**Input for this task:**
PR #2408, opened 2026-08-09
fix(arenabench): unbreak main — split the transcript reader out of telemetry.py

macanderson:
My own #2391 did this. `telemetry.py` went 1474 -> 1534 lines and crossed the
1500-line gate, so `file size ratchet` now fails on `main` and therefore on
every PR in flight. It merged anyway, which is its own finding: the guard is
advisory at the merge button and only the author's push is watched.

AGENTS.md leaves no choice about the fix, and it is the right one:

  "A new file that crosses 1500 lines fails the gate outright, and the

**Aim of the exercise:**
Produce exactly the lines from the one containing "1500-line gate, so" through the final line of the records above, both included, and no others.

**Exercise answer:**
1500-line gate, so `file size ratchet` now fails on `main` and therefore on
every PR in flight. It merged anyway, which is its own finding: the guard is
advisory at the merge button and only the author's push is watched.

AGENTS.md leaves no choice about the fix, and it is the right one:

  "A new file that crosses 1500 lines fails the gate outright, and the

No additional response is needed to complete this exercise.